Si su diario vivir le parece
pobre, no lo culpe a él. Acúsese a sí mismo de no ser bastante poeta para
lograr descubrir y atraerse sus riquezas. Pues, para un espíritu creador, no
hay pobreza. Ni hay tampoco lugar alguno que le parezca pobre o le sea
indiferente. Y aun cuando usted se hallara en una cárcel, cuyas paredes no
dejasen trascender hasta sus sentidos ninguno de los ruidos del mundo, ¿no le
quedaría todavía su infancia, esa riqueza preciosa y regia, ese camarín que
guarda los tesoros del recuerdo? Vuelva su atención hacia ella. Intente hacer
resurgir las inmersas sensaciones de ese vasto pasado. Así verá cómo su
personalidad se afirma, cómo se ensancha su soledad convirtiéndose en penumbrosa
morada, mientras discurre muy lejos el estrépito de los demás. Y si de este
volverse hacia dentro, si de este sumergirse en su propio mundo, brotan luego
unos versos, entonces ya no se le ocurrirá preguntar a nadie si son buenos.
Tampoco procurará que las revistas se interesen por sus trabajos. Pues verá en
ellos su más preciada y natural riqueza: trozo y voz de su propia vida.
Una obra de arte es buena si ha
nacido al impulso de una íntima necesidad. Precisamente en este su modo de
engendrarse radica y estriba el único criterio válido para su enjuiciamiento:
no hay ningún otro. Por eso, muy estimado señor, no he sabido darle otro
consejo que éste: adentrarse en sí mismo y explorar las profundidades de donde
mana su vida. En su venero hallará la respuesta cuando se pregunte si debe
crear. Acéptela tal como suene. Sin tratar de buscarle varias y sutiles
interpretaciones. Acaso resulte cierto que está llamado a ser poeta. Entonces
cargue con este su destino; llévelo con su peso y su grandeza, sin preguntar nunca
por el premio que pueda venir de fuera. Pues el hombre creador debe ser un
mundo aparte, independiente, y hallarlo todo dentro de sí y en la naturaleza, a
la que va unido.
Pero tal vez, aun después de
haberse sumergido en sí mismo y en su soledad, tenga usted que renunciar a ser
poeta. (Basta, como ya queda dicho, sentir que se podría seguir viviendo sin
escribir, para no permitirse el intentarlo siquiera.) Mas, aun así, este
recogimiento que yo le pido no habrá sido inútil : en todo caso, su vida encontrará
de ahí en adelante caminos propios. Que éstos sean buenos, ricos, amplios, es
lo que yo le deseo más de cuanto puedan expresar mis palabras.
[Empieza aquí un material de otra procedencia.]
PR #2885, opened 2026-08-17
Docs: build funnel MMMs from YAML

drbenvincent:
## Summary
- Add `extra_vars` to `MMMYamlConfig` and fold funnel mediator columns into `to_mmm_dataset` / `build_mmm_from_yaml`
- Accept `xarray.Dataset` inputs in the YAML builder (needed for `DataVarMuEffect` effects)
- Add `mmm_funnel_from_yml.ipynb`: one naive baseline, then national and geo funnel topologies via DAG → effect class → YAML → PyMC graph
- Rename notebook-local effects to `MeasuredMediatorEffect` and `BudgetDualIndicatorEffect` (topology names per #2892)

## Test plan
- [x] `pytest tests/mmm/builders/test_yaml.py tests/mmm/builders/test_schema.py tests/mmm/test_data_conversion.py`
- [x] Mock-run `mmm_funnel_from_yml.ipynb`
- [x] Gallery sync (`generate_gallery.py`; notebook embeds PNG outputs for thumbnail extraction at docs build)

Partially addresses #2892. More funnel topologies and notebook prose iterations planned in follow-up PRs.

----
📚 Documentation preview 📚: https://pymc-marketing--2885.org.readthedocs.build/en/2885/


drbenvincent:
Tagging @carlosagostini so you can see what we're doing

docs/source/notebooks/mmm/funnel_intro.yml
```diff
@@ -0,0 +1,34 @@
...
+    saturation:
+      class: pymc_marketing.mmm.LogisticSaturation
+      kwargs: {}
+    sampler_config:
+      nuts_sampler: nutpie
+
+extra_vars: [lower_spend, lower_control]
+
+effects:
+  - class: FunnelEffect
```
daimon-pymclabs: **`class: FunnelEffect` is a bare name and will not resolve standalone.**

**Why this matters:** `REGISTRY` in `pymc_marketing/mmm/builders/factories.py` is empty by default, and `locate()` raises `ValueError: Cannot locate 'FunnelEffect'` for a name it cannot import. This YAML only works because the notebook does `REGISTRY["FunnelEffect"] = FunnelEffect` on a module global before calling the builder. Anyone who picks up this config from `data/config_files/` (which is exactly what that directory invites) hits a hard error with no hint that a runtime registration is required. Every other file in that directory uses fully-qualified dotted paths, so this is also an inconsistency in the shipped examples.

**Possible fixes, in rough order of preference:**
1. Promote `FunnelEffect` (and `GeoFunnelEffect`) into the package proper, then use a dotted path here, e.g. `class: pymc_marketing.mmm.effects.FunnelEffect`. Best option if these effects are meant to be reusable.
2. Move these two YAMLs next to the notebook (e.g. under `docs/source/notebooks/mmm/`) so it is unambiguous that they are notebook-scoped and depend on classes defined in that notebook.
3. At minimum, add a header comment in the file stating that the class must be registered in `REGISTRY` first, and show the one-liner.

Same issue in `data/config_files/funnel_advanced.yml` with `GeoFunnelEffect`.

docs/source/notebooks/mmm/funnel_advanced.yml
```diff
@@ -0,0 +1,123 @@
...
+          sigma: 0.5
+          dims: geo
+        dims: [date, geo]
+    sampler_config:
+      nuts_sampler: nutpie
+
+extra_vars: [lower_spend, search_volume, category_demand, lf_budget]
+
+effects:
+  - class: GeoFunnelEffect
```
daimon-pymclabs: Same as the `funnel_intro.yml` comment: `GeoFunnelEffect` is a bare name, `REGISTRY` is empty by default, so `locate()` raises `ValueError: Cannot locate 'GeoFunnelEffect'` unless the notebook has already registered it. Either promote the class and use a dotted path, or move this config next to the notebook that defines the class.

pymc_marketing/mmm/builders/yaml.py
```diff
@@ -144,6 +230,21 @@ def build_mmm_from_yaml(
...
             )
+    elif isinstance(X, xr.Dataset) and date_column and "date" not in X.coords:
+        raise ValueError(
+            f"Date column '{date_column}' specified in config but Dataset "
+            f"input is missing a 'date' coordinate."
+        )
+
+    extra_vars = cfg.extra_vars or []
+    if extra_vars and isinstance(X, pd.DataFrame):
+        X = as_model_dataset(
```
daimon-pymclabs: **Converting `X` here bypasses the flat-`y` reshape, which breaks panel models.**

**Why this matters:** `to_mmm_dataset` only calls `_reshape_flat_target` when `X` is a `DataFrame` (`pymc_marketing/mmm/data_conversion.py:135`). Once this line turns `X` into a `Dataset`, that branch is never taken. A `y` with a plain `RangeIndex` then stays flat: a length-`n_rows` array gets assigned onto a `("date",)` dim whose coordinate has only `n_dates` entries.

Concretely, a geo config plus a flat `y` works today, but adding `extra_vars` to the same config fails with:

```
xarray.structure.alignment.AlignmentError: cannot reindex or align along dimension 'date'
because of conflicting dimension sizes: {8, 4}
```

The new geo test does not catch this because it passes a MultiIndex `y`, which is already in panel shape.

**Possible fix:** reshape `y` at the same point `X` is converted, so the two stay in step. Something like calling `_reshape_flat_target` (or the same logic) on `y` inside this branch when `y` has a non-panel index and `dims` is non-empty. Worth adding a regression test that mirrors `test_build_mmm_from_yaml_extra_vars_geo_dims` but with a flat `RangeIndex` `y`.

pymc_marketing/mmm/builders/yaml.py
```diff
@@ -144,6 +230,21 @@ def build_mmm_from_yaml(
...
+            X,
+            date_column=date_column,
+            channel_columns=model_spec["kwargs"].get("channel_columns", []),
```
daimon-pymclabs: **`control_columns` plus `extra_vars` is currently impossible, and the error message misdirects.**

**Why this matters:** `as_model_dataset` emits `media` plus the extra vars, and never a `_control` variable. So as soon as a config declares both `control_columns` and `extra_vars`, `_validate_mmm_structure` raises something like:

```
control_columns=[...] but dataset is missing '_control' ... Use '_control' instead
```

That advice is unactionable for a user who only wrote a DataFrame and a YAML: they never named a variable `_control` and have no obvious way to create one. This is not a hypothetical combination, it is the natural next step from combining the controls in `funnel_advanced_naive_bplus.yml` with the `extra_vars` in `funnel_advanced.yml`.

**Possible fixes:**
1. Preferred: have `as_model_dataset` also take `control_columns` and emit `_control` the same way the canonical DataFrame path does, so the two paths produce equivalent datasets.
2. If that is out of scope for this PR, fail fast and explicitly: raise at config-parse time with a message like "`extra_vars` is not currently supported together with `control_columns`", so the user gets a clear signal instead of a confusing downstream validation error.

daimon-pymclabs (commented):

¿Qué más he de decirle? Me parece
que ya todo queda debidamente recalcado. Al fin y al cabo, yo sólo he querido
aconsejarle que se desenvuelva y se forme al impulso de su propio desarrollo.
Al cual, por cierto, no podría causarle perturbación más violenta que la que
sufriría si usted se empeñase en mirar hacia fuera, esperando que del exterior
llegue la respuesta a unas preguntas que sólo su más íntimo sentir, en la más
callada de sus horas, acierte quizás a contestar.
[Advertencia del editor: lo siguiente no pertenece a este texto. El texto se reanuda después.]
PR #2887, opened 2026-08-17
feat(mmm): parameterise DelayedAdstock by half-life

JakePiekarski314:
## Description

`DelayedAdstock` can now take a prior on the half-life of the ad effect instead of on `alpha`, extending to the delayed curve the parametrisation that #2839 added for `GeometricAdstock`. Stakeholders reason more readily about "the effect is at half strength two weeks either side of its peak" than about a retention rate raised to a squared lag.

```python
adstock = DelayedAdstock(l_max=12, priors={"halflife": Prior("LogNormal", mu=np.log(3), sigma=0.3)})

# or, to use the default InverseGamma(9, 5.75) prior
adstock = DelayedAdstock(l_max=12, parametrization="halflife")
```

Since the weight at lag $\ell$ is $\alpha^{(\ell-\theta)^2}$, a half-life $h$ gives

$$\alpha = 2^{-1/h^{2}}, \qquad w_\ell = 2^{-\left(\frac{\ell-\theta}{h}\right)^{2}},$$

which maps any positive half-life into $(0, 1)$, so no constraint can be violated. Because the kernel is symmetric about $\theta$, one number carries both readings: $h$ is the time over which effectiveness climbs from half to its peak, and equally the time over which it falls from the peak back to half. The identity is exact for every `l_max` and either setting of `normalize`, since truncation and normalisation rescale the whole kernel and leave the lag at which the weight halves untouched. As in #2839, alpha is computed inline rather than as a `Deterministic`, so the sampled variable is `adstock_halflife` and there is no `adstock_alpha`.

`theta` is untouched and shared by both parametrisations, so only the width of the response around the peak is being re-expressed.

### How the interpretation of half-life differs when using `DelayedAdstock` as opposed to `GeometricAdstock`:

Where GeometricAdstock's half-life is a decay time, the periods needed for the effect to fall to half its initial value under a kernel that declines monotonically from lag zero, DelayedAdstock's squared exponent makes the kernel symmetric about its peak at theta, so its half-life instead measures the width of the response either side of that peak: the time taken to climb from half strength to the peak, and equally the time taken to fall from the peak back to half.

### The default is matched to the default on alpha

Switching parametrisation is a change of coordinates rather than a change of model:

| quantile | half-life | implied alpha | `Beta(1, 3)` alpha |
| --- | --- | --- | --- |
| 5% | 0.398 | 0.013 | 0.017 |
| 25% | 0.532 | 0.087 | 0.091 |
| 50% | 0.663 | 0.207 | 0.206 |
| 75% | 0.841 | 0.375 | 0.370 |
| 95% | 1.225 | 0.630 | 0.632 |

Read as a half-life that default is short, a median of 0.66 periods, which the docstring and the guide both now say out loud. A custom half-life prior needs positive support and should keep its mass away from zero, where the squared exponent flattens the likelihood.

### Changes to the machinery introduced in #2839 

Rather than duplicate the parametrisation plumbing onto a second class, this PR lifts it into a mixin. `GeometricAdstock` comes out behaviourally identical, with the same defaults and byte-identical serialised payloads.

- Everything #2839 put on `GeometricAdstock` that was not specific to geometric decay moved verbatim into a new `_AlphaHalfLifeParametrization`: the `parametrization`-aware `__init__` (including the `default_priors` instance-attribute redirect), the `function_priors` setter that rejects a prior for the inactive parameter, the `_has_defaults_for_all_arguments` override, `to_dict`, and `_alternative_parameters`.
- The exactly-one-of check and the alpha conversion that 2939 had inline in `GeometricAdstock.function` became `_resolve_alpha` on the mixin, with the curve-specific formula supplied by an `_alpha_from_halflife` static method. Both `function` bodies are now a single call to their transformer, with `alpha=self._resolve_alpha(alpha, halflife)`.
- Each class keeps only what distinguishes it: `0.5 ** (1 / h)` for geometric, `2 ** (-1 / h**2)` for delayed, plus its own `default_priors` and `halflife_priors`.
- The mixin is not an `AdstockTransformation` at runtime. Its base is `AdstockTransformation` only under `TYPE_CHECKING` and `object` otherwise, so it stays out of anything that enumerates the transformation subclasses while type checkers can still resolve the cooperative `super().__init__` and the base members it reads. It is listed first in both class definitions so its setter and prior checks take precedence in the MRO.
- `_has_defaults_for_all_arguments` gets its first real workout here. `DelayedAdstock.halflife_priors` has to carry `theta` alongside `halflife`, so the override matters: it subtracts both alternatives from the required set and adds back only the active one, leaving every other argument of `function` still needing a prior. With geometric's single parameter that path was untested.

`pymc_marketing/mmm/transformers.py` is untouched: `delayed_adstock(...)` still takes `alpha` only, and the conversion lives in the component wrapper, as it does for geometric.

### Note for reviewers

`halflife` is inserted before `theta` in `DelayedAdstock.function`, which changes the positional order from `(x, alpha, theta)` to `(x, alpha, halflife, theta)`. `Transformation.apply` calls `self.function(x, dim=core_dim, **kwargs)`, so everything inside the library passes these by keyword and is unaffected, but a caller reaching for `adstock.function(x, 0.5, 2)` directly would now bind `2` to `halflife`. The alternative was appending `halflife` last, which would have read oddly against the geometric signature and against the docstring order. Flagging it as the one visible difference from the purely additive change in `418dea2`, where `alpha` was already the final argument.

As in #2839 , half-life models have no `adstock_alpha` in the trace, so helpers that name it explicitly need `adstock_halflife` instead. This is called out in the class docstring.

The guide gained a "Parametrizing by Half-Life" section for the delayed curve, mirroring the geometric one: the mapping, decay curves for a range of half-lives at fixed `theta`, and how to choose a prior. The formula for the delayed kernel in the existing text said $\alpha^{|i-\theta|}$ where the implementation squares the lag, so that is corrected in the same cell.

### Test plan

- `tests/mmm/components/test_adstock.py` and `tests/mmm/test_mmm.py::TestDelayedAdstockHalfLife` (187 passed, 1 skipped): parametrisation inference from the priors, the class attributes staying untouched, priors rejected in both directions and for both at once, rejection on assignment after construction, `theta` accepted under both parametrisations, the default matching `Beta(1, 3)` across five quantiles via scipy, numerical equivalence against the corresponding `alpha` across 5 alphas by 3 thetas by 3 `l_max` values by `normalize` on and off, the half-peak reading at $\theta \pm h$, symmetry about `theta`, monotone widening in `h`, `function` rejecting neither-or-both, channel-specific priors broadcasting over named dims, `sample_prior`/`sample_curve`, and serialisation round-trips including that `parametrization` is omitted for `alpha`
- `tests/mmm/test_mmm.py`, `tests/mmm/components`, `tests/mmm/builders`, `tests/mmm/test_transformers.py` (821 passed, 1 skipped): `adstock_halflife` and `adstock_theta` both reach the built model, `model_config` overrides the half-life, a stale `adstock_alpha` warns, and an `MMM.save`/`load` round-trip keeps the parametrisation

## Checklist

- [x] pre-commit.
- [x] Included tests that prove the fix is effective or that the new feature works.
- [x] Added necessary documentation (docstrings and/or example notebooks) using [numpydoc format].

## Feedback (relevant to this PR)

1. Problem: Adding halflife ahead of theta in DelayedAdstock.function meant an existing positional call like function(x, 0.5, 2) silently bound 2 to halflife and let theta fall back to its theta=0 default, fitting an undelayed model with no error.

- [x] Solution: Making theta keyword-only and required turns that into an immediate TypeError, at no cost, since apply already passes every parameter by keyword and the prior check reads keyword-only names straight out of the signature. Commit: `5ad12d3d`.

2. Problem: halflife means different things in the two classes. A decay time from lag zero for GeometricAdstock, but a half-width either side of the peak for DelayedAdstock. A reader arriving from geometric could carry the decay-time reading across and misjudge how wide a response their prior implies.

- [x] Solution: Keeping the shared keyword for cross-class consistency and naming the difference explicitly, in a docstring paragraph placed before the matched-defaults discussion and in the guide's half-life section, so the rise-to-peak half of the interpretation cannot be missed. Commit: `b7a91dc3`.

3. Problem: _has_defaults_for_all_arguments was only ever tested on its passing path, so the mixin's override never actually raised in a test — including the missing_parameters branch that the default_priors shadowing newly makes reachable.

- [x] Solution: Two DelayedAdstock subclasses, one with halflife_priors missing theta and one carrying an argument function doesn't take, assert on the message and on an empty priors set so they fail if the base implementation runs instead. Commit: `2dc5c5ce`


daimon-pymclabs:
Follow-up to the review, with concrete patches for each point.

### 1. `theta=0` is a silent default — make it keyword-only and required

`function(self, x, alpha=None, halflife=None, theta=0, *, dim)` was forced by Python's ordering rule, but it converts the positional hazard flagged in the "Note for reviewers" section from loud into quiet. `adstock.function(x, 0.5, 2)` used to bind `2` to `theta`; it now binds to `halflife` and `theta` silently falls back to `0`, which is a different model with no error.

Every internal caller already passes by keyword (`apply` calls `self.function(x, dim=core_dim, **kwargs)`), so this costs nothing:

```diff
-    def function(self, x, alpha=None, halflife=None, theta=0, *, dim: str):
+    def function(self, x, alpha=None, halflife=None, *, theta, dim: str):
```

`_has_defaults_for_all_arguments` reads `signature().parameters`, which includes keyword-only names, so the prior check is unaffected. The exact call the PR body worries about then fails loudly instead of silently fitting `theta=0`.

### 2. Half-life near zero yields NaN, not a flat likelihood

`2 ** (-1/h²)` underflows to exactly `0.0` once `h < 0.0305` (against `h < 0.00093` for the geometric `0.5 ** (1/h)` — the square is what brings it into reach). `_check_alpha` tests `alpha >= 0`, so zero passes despite the `"0 < alpha <= 1"` message. With `normalize=True` (the default) and a non-integer `theta`, every weight is then `0 ** positive == 0`, the sum is `0`, and the kernel is `0/0`. Since `theta ~ HalfNormal(1)` is continuous, it is never an integer in practice.

The shipped default prior puts no meaningful mass there, but a user-supplied diffuse or heavy-left-tailed half-life prior lets the sampler wander in, and the failure mode is a NaN logp rather than a rejected proposal. Cheapest fix is to floor the mapping:

```diff
     @staticmethod
     def _alpha_from_halflife(halflife):
         """Map a half-life onto the retention rate of the decay."""
-        return 2.0 ** (-1.0 / halflife**2)
+        # Floored at the smallest positive normal: below h ~ 0.03 the exact
+        # expression underflows to 0, and with normalize=True a non-integer
+        # theta then makes every weight 0 and the normalised kernel 0/0.
+        return pt.maximum(2.0 ** (-1.0 / halflife**2), np.finfo(float).tiny)
```

If you would rather not clamp, then at minimum sharpen the docstring line, which currently understates it:

```diff
-    half-life prior must have positive support and should keep its mass away
-    from zero, where the likelihood goes numerically flat. The
+    half-life prior must have positive support and should keep its mass away
+    from zero: below a half-life of roughly 0.03 periods the implied ``alpha``
+    underflows to zero and, with ``normalize=True``, the kernel evaluates to
+    NaN rather than merely going flat. The
```

### 3. `parametrization="halflife"` now means two different quantities

For `GeometricAdstock` the half-life is a decay time. Here it is the half-width at half maximum of a Gaussian-shaped kernel (`h = σ√(2 ln 2)`), symmetric about the peak. The PR is candid about this and the docs explain it well, so this is not a blocker — but it is worth deciding on purpose rather than by default. Two coherent options:

- **Keep `halflife`.** Cross-class consistency of the keyword is a real argument, and the docstring already spells out the symmetry. If so, add one line to the class docstring naming the difference explicitly, so a reader coming from `GeometricAdstock` cannot carry the decay-time reading over.
- **Rename to `halfwidth`** for `DelayedAdstock` only, with `halflife` accepted as a deprecated alias for one release. More precise, at the cost of the shared keyword.

My preference is the first, with the extra docstring line. Flagging so the call is recorded either way.

### 4. Default half-life reads oddly, but keep it

`InverseGamma(9, 5.75)` matches `Beta(1,3)` well (alpha quantiles 0.013 / 0.087 / 0.207 / 0.375 / 0.630 against 0.017 / 0.091 / 0.206 / 0.370 / 0.632 — reproduced independently). But it implies a median half-life of 0.66 periods: the effect is at half strength two-thirds of a period either side of the peak, essentially a spike. Someone reaching for `parametrization="halflife"` for interpretability is unlikely to expect that.

The backward-compatibility argument is strong, so I would keep the default. Suggestion is only to surface the number where users will hit it — the class docstring says "median half-life of 0.66 periods" already; adding the same sentence to the guide notebook's half-life section, next to the matched-priors plot, would put it in front of the reader who is actually choosing a prior.

### 5. Missing test: `ParameterPriorException` through the mixin override

The PR body says `_has_defaults_for_all_arguments` "gets its first real workout here", but the tests only exercise the passing path. Nothing raises `ParameterPriorException` through the mixin's override; the only tests for it are in `test_base.py`, against the base implementation. Suggested addition to `tests/mmm/components/test_adstock.py`:

```python
def test_halflife_priors_missing_argument_raises() -> None:
    class IncompleteDelayedAdstock(DelayedAdstock):
        lookup_name = "incomplete_delayed"
        # theta is an argument of function but has no prior here
        halflife_priors = {"halflife": Prior("InverseGamma", alpha=9, beta=5.75)}

    with pytest.raises(ParameterPriorException):
        IncompleteDelayedAdstock(l_max=10, parametrization="halflife")


def test_halflife_priors_extra_argument_raises() -> None:
    class ExtraDelayedAdstock(DelayedAdstock):
        lookup_name = "extra_delayed"
        halflife_priors = {
            "halflife": Prior("InverseGamma", alpha=9, beta=5.75),
            "theta": Prior("HalfNormal", sigma=1),
            "not_an_argument": Prior("HalfNormal", sigma=1),
        }

    with pytest.raises(ParameterPriorException):
        ExtraDelayedAdstock(l_max=10, parametrization="halflife")
```

The second one covers the `missing_parameters` branch, which is the half of the check the shadowing makes newly reachable.

Everything else in the diff checks out: the MRO linearizes cleanly with `_MixinBase = object`, the `function_priors` property override wins over the base because the mixin is listed first, `AdstockTransformation.function_priors.fset` still reaches the original setter, `variable_mapping` and `model_config` key off `default_priors` and so follow the shadowing, serialization round-trips both directions, and `GeometricAdstock` comes out behaviourally identical.

juanitorduz:
I think 

```python
+        # Floored at the smallest positive normal: below h ~ 0.03 the exact
+        # expression underflows to 0, and with normalize=True a non-integer
+        # theta then makes every weight 0 and the normalised kernel 0/0.
+        return pt.maximum(2.0 ** (-1.0 / halflife**2), np.finfo(float).tiny)
``` 

should be using pytensor not numpy

daimon-pymclabs:
Correction to the clamp patch in my earlier comment — @juanitorduz is right that it should not use numpy for the operation, and it was wrong in two further ways.

**Namespace.** `pt` is not imported in `adstock.py` at all, and even with the import `pt.maximum` would be wrong here: `delayed_adstock` builds the kernel with `ptx.math.power` on `as_xtensor` inputs, so these are `XTensorVariable`s and the clamp has to go through `pytensor.xtensor`. There is no `ptx.maximum`; it is `ptx.math.maximum`.

**Dtype.** Numpy is still the right way to *obtain* the constant (pytensor has no `finfo` equivalent), but keying it to `float` hardcodes float64. Under `floatX=float32` the float64 constant silently upcasts the whole expression back to float64; `np.finfo(pytensor.config.floatX).tiny` stays float32 at `1.1754944e-38`. Corrected patch:

```python
import pytensor

    @staticmethod
    def _alpha_from_halflife(halflife):
        """Map a half-life onto the retention rate of the decay."""
        # Floored at the smallest positive normal: below h ~ 0.03 the exact
        # expression underflows to 0, and with normalize=True a non-integer
        # theta then makes every weight 0 and the normalised kernel 0/0.
        return ptx.math.maximum(
            2.0 ** (-1.0 / halflife**2), np.finfo(pytensor.config.floatX).tiny
        )
```

**But I would reconsider the layer, and you may want to apply nothing here.** The NaN is not introduced by this PR. `delayed_adstock` has `alpha: XTensorLike = 0.0` as its own default, and `delayed_adstock(x, alpha=0.0, theta=0.5)` produces an all-NaN kernel on `main` today with no half-life involved. `_check_alpha` carries the message `"0 < alpha <= 1"` but tests `(alpha >= 0) & (alpha <= 1)`, so zero passes the check that its own message excludes. Patching `_alpha_from_halflife` fixes only the path this PR opens and leaves the direct call NaN-ing.

Filed as #2889 for a follow-up PR against `transformers.py`. If you would rather keep this PR to the parametrization, the alternative is to change nothing in the code here and only sharpen the docstring line, which currently understates the failure:

```diff
-    half-life prior must have positive support and should keep its mass away
-    from zero, where the likelihood goes numerically flat. The
+    half-life prior must have positive support and should keep its mass away
+    from zero: below a half-life of roughly 0.03 periods the implied ``alpha``
+    underflows to zero and, with ``normalize=True``, the kernel evaluates to
+    NaN rather than merely going flat. The
```

The other four items in my earlier comment stand as written.

juanitorduz:
so @JakePiekarski314 , please ignore 2 for now ;)

juanitorduz (approved):
Thank you @JakePiekarski314 !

Fue para mí una gran alegría el
hallar en su carta el nombre del profesor Horacek. Sigo guardando a este amable
sabio una profunda veneración y una gratitud que perdurará por muchos años.
Hágame el favor de expresarle estos sentimientos míos. Es prueba de gran bondad
el que aun se acuerde de mí, y yo lo sé apreciar.
Le devuelvo los adjuntos versos,
que usted me confió tan amablemente. Una vez más le doy las gracias por la
magnitud y la cordialidad de su confianza. Mediante esta respuesta sincera y
concienzuda, he intentado hacerme digno de ella: al menos un poco más digno de
cuanto, como extraño, lo soy en realidad.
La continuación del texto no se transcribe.